Most of us aren’t the landlords, the moguls and magnates, but whether you rent or buy it, real estate is populated according to how people identify themselves — and are identified by, typed by, pigeonholed by, and legislated by others — as much as by what they can afford or where they work. Wherever you live, your neighbors are likely to share a similar skin-color, level of education and pay, and to eat the same sorts of foods and engage in the same types of after-work and weekend activities. The intersection of race and real estate in this country rooted in the violent contact between Europeans and the First Nations (to adopt Canada’s useful term), and branched terribly with chattel slavery, leaving us the little-acknowledged and unresolved problem of the corrosive power of ownership. Much has been made of the other side, the philosophical tenet that holds that ownership of property is a natural right and tantamount to freedom. But that is not the whole story. Given that we can see, if we’re looking at all, the seemingly limitless damage caused by abusive power derived from ownership, how can we countenance owning anything anymore? To buy property is to participate in a system of power that favors those who own the most, who turn whatever (and, as history shows, whoever) they can into property that can be owned.

On some level, I’ve been aware all along of the deeply ingrained racism of real estate; growing up in rural North Carolina not far from a mid-sized city, I could see patterns even as a child, because the lines are so clearly and explicity drawn in a place like this. The schools I attended, back when the public school systems were divided into “city” and “county,” were as segregated as they could be without actual legal segregation. In the city, the lines were drawn: the east and south sides were home to many more African-Americans than the west and north sides, which were predominately white, and in the middle, the schools might achieve some sort of balance. The edges — and the corresponding edges of the county — followed along.

The more I moved around as an adult (in a limited area still mainly contained within the southeastern U.S.), the more I could see the lines of demarcation in the way people lived: the south and east sides of towns and cities, it seemed to me, were nearly always where the minority population concentrated. That had been true in my mid-sized southern hometown and was equally true in places like Washington D.C. and Boston. A look at a color-coded map of U. S. demographic distribution by race supports this conjecture still (see here). That segregation still operates, that racism inheres in everything from the process of obtaining loans to the layout of our cities is inarguable. But the pressing question is, given all that, how can we undo what’s been done? And how can we move forward in a better direction?

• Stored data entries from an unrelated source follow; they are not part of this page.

PR #505, opened 2018-09-09
Fix issue with HttpChannel linked list.

### LINKED ISSUE #504: Linked List of HttpChannels is broken
https://github.com/actix/actix-web/blob/cdb57b840e138a60b6b733648008ca877a916e2b/src/server/channel.rs#L80

should be: `if self.node.is_none() {`

Otherwise the `HttpChannel` object are never added to the `Node` linked list.

Also the `traverse` method should either be renamed `shutdown` or take a closure to call on each element.

I found these issues when trying to dump the status of all active connections (to debug the leaking connections issue).

Neopallium:
Closes #504.

### DIFF
--- a/src/server/channel.rs
+++ b/src/server/channel.rs
@@ -77,7 +77,7 @@ where
     type Error = ();
 
     fn poll(&mut self) -> Poll<Self::Item, Self::Error> {
-        if self.node.is_some() {
+        if self.node.is_none() {
             let el = self as *mut _;
             self.node = Some(Node::new(el));
             let _ = match self.proto {
--- a/src/server/channel.rs
+++ b/src/server/channel.rs
@@ -55,7 +55,7 @@ where
         }
     }
 
-    fn shutdown(&mut self) {
+    pub(crate) fn shutdown(&mut self) {
         match self.proto {
             Some(HttpProtocol::H1(ref mut h1)) => {
                 let io = h1.io();
@@ -232,7 +232,7 @@ impl Node<()> {
         }
     }
 
-    pub(crate) fn traverse<T, H>(&self)
+    pub(crate) fn traverse<T, H, F: Fn(&mut HttpChannel<T, H>)>(&self, f: F)
     where
         T: IoStream,
         H: HttpHandler + 'static,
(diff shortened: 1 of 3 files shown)


fafhrd91:
Could you rebase Pr against master

Neopallium:
rebased

Neopallium:
I just realized that the "update branch" button on github does a merge not a rebase.  Should I do a real rebase with git before sending PR requests?

Normally I don't rebase a branch if it would require a "force update" to push.  But it does make for nicer merges.

DoumanAsh:
Hmmm strangely enough when I try to view all changes it show too few fils and changes...
Could you maybe try to rebase your branch?

Neopallium:
trying to rebase right now.

Neopallium:
Ok.  Finally got a clean rebase.  Now the PR only has 2 commits and 2 files changed.

src/server/http.rs
```diff
@@ -637,7 +637,7 @@ where
 
     fn shutdown(&self, force: bool) {
         if force {
-            self.settings.head().traverse::<TcpStream, H>();
+            self.settings.head().traverse(|ch: &mut HttpChannel<TcpStream, H>| ch.shutdown());
```
DoumanAsh, line 640: Is argument type here necessary?

src/server/channel.rs
```diff
@@ -77,7 +77,7 @@ where
     type Error = ();
 
     fn poll(&mut self) -> Poll<Self::Item, Self::Error> {
-        if self.node.is_some() {
+        if self.node.is_none() {
```
DoumanAsh, line 80: Hm really strange how exactly it supposed to work in past 😄

Neopallium: The linked list seems to only be used for graceful shutdown.

src/server/http.rs
Neopallium: I only added the type because it wouldn't compile without it.  I am new to rust, so maybe I am missing something in the definition of the traverse method?

DoumanAsh: Ah sorry then, I was expecting that Rust would be able to see the type here(since it should see it from `self.settings.head()`), but if not. My  bad, I mistook it.

DoumanAsh (approved):

DoumanAsh:
@Neopallium Could  you please prepare entry in changelog?

Neopallium:
@DoumanAsh Done.  Is the format of the entry correct?

Neopallium:
Also rebased.

DoumanAsh:
@Neopallium Yes, Thank you

DoumanAsh:
@Neopallium I think you have rights to merge, so once CI is passed, feel free to 😄

PR #506, opened 2018-09-10
Don't ignore errors in std::fmt::Debug implementations

uzytkownik:


src/client/response.rs
```diff
@@ -95,12 +95,12 @@ impl ClientResponse {
 
 impl fmt::Debug for ClientResponse {
     fn fmt(&self, f: &mut fmt::Formatter) -> fmt::Result {
-        let res = writeln!(f, "\nClientResponse {:?} {}", self.version(), self.status());
-        let _ = writeln!(f, "  headers:");
+        writeln!(f, "\nClientResponse {:?} {}", self.version(), self.status())?
```
DoumanAsh: Please add `;`

DoumanAsh (changes requested):

src/client/response.rs
uzytkownik: Sorry. It looks like I pushed prematurely.

DoumanAsh (approved):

Honestly, short of getting a complete do-over, it’s hard to imagine that America can mend the damage, let alone proceed without doing more harm. I’d like to say something optimistic about time and about small changes accumulating, but in 2019, I’m not feeling that hopeful. As a white person implicated in this system, I am at a loss for answers that feel like they mean anything, although I think that it’s preferable to try to do something than to throw up my hands in defeat. So, in the spirit of baby steps and paradigm-shifts, it seems better, ethically, to buy in as little as possible by buying and owning less, than to buy into, and help to reinforce, the racist, classist permanence promised — not to everyone, and with strings attached — by the old Dream of buying and owning ever more. If ownership is power, and power corrupts, better to own as little as possible and vote for people who are willing to enact more regulation on how everyone — but especially the 1%, who own most of what can be owned — owns anything.